Continuava ricordando che nel 1831 questo popolo insorge di nuovo e crede nel duca di Modena. Il duca svela il disegno all’Austria, fugge in Mantova, trascina seco Ciro Menotti, depositario di tutto il segreto e capo della cospirazione, ritorna e lo impicca.

 

Nel 1833 nuova illusione, un re italiano offre all’Austria, in espiazione dell’antica macchia di carbonaro non abbastanza lavata al Trocadero, un’ecatombe di patrioti, e onde cattivarsela con nuovi segni di sincera amicizia dà la mano di suo figlio a un’arciduchessa,

 

Nel 1848 il popolo sorge con tale unanimità di sforzi, con propositi così risoluti e con auspici tanto favorevoli che parve anche agli stessi nemici il tempo segnato dal dito di Dio per la libertà d’Italia, anzi per la libertà europea.

 

Un’altra volta il popolo italiano, immemore delle terribili lezioni avute, generoso sempre sino ad essere incauto, ne affida il còmpito sublime a due dei suoi re ancora tiepidi del sangue dei fratelli Bandiera, di Vochieri e di Effisio Tola: al granduca di Toscana austriaco e al papa che non ha patria. Che ne consegue? Il papa, alla vigilia della vittoria finale, disapprova la guerra con una lettera-enciclica, e santamente intenerito, stringe in un amplesso paterno i croati suoi figliuoli in Cristo; il granduca cospira occultamente con l’imperatore, e intanto spreme sugo di papaveri sulla Toscana commossa, e più tardi fugge; il re Bomba pensa a massacrare la Sicilia, richiama le truppe dal teatro della guerra nazionale, insanguina Napoli co’ suoi svizzeri, e spergiuro e scellerato riconfermasi re assoluto.

 

L’altro re stassi spettatore indifferente alla lotta ciclopica dei milanesi, e arresta al Ticino la gioventù ligure-piemontese che correva a dividere con Milano i cimenti e la gloria. Cacciati gli austriaci dal popolo, il re costretto dalla minacciosa attitudine dei propri sudditi, passa il Ticino cinque giorni dopo la vittoria lombarda, collo scopo reale dichiarato alle potenze europee di soffocare lo sviluppo della rivoluzione e con quello apparente dichiarato agli italiani di aiutarli fraternamente all’espulsione degli austriaci oltralpe.

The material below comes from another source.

PR #4543, opened 2016-05-30
PIM-5824: detach product at the end of process() method

skeleton:
PR to fix a memory leak on products export.

Problem occurs when PIM is used with EnhancedConnectorBundle. This bundle has it own reader and detach the product in it (https://github.com/akeneo-labs/EnhancedConnectorBundle/blob/v1.2.0/Reader/ProductReader.php#L388). But, if an entity linked to a product (product value, metric, etc) is handled during processor, Doctrine add a reference to the product in unit of work (so in memory) and the product will never detach from it => memory leak :)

Intanto lascia libera la ritirata agli Austriaci che poteva tagliare per la via di Piacenza e di Cremona, si accampa fra l’Adige e il Mincio; in vari scontri col nemico, vince ma non profitta mai della vittoria, e così spegne l’entusiasmo e scema il valore mirabile delle sue truppe, rifiuta il sussidio dei volontari, ammorza l’ardore del popolo, ordina alla sua flotta di non attaccare l’austriaca, lascia aperta la porta del Tirolo, non si cura punto del Veneto, offre agio al nemico di rimpolparsi con nuovi rinforzi, viola i patti preliminari di decidere le sorti interne a guerra vinta, volendo che i Lombardo-Veneti si fondano nel suo regno.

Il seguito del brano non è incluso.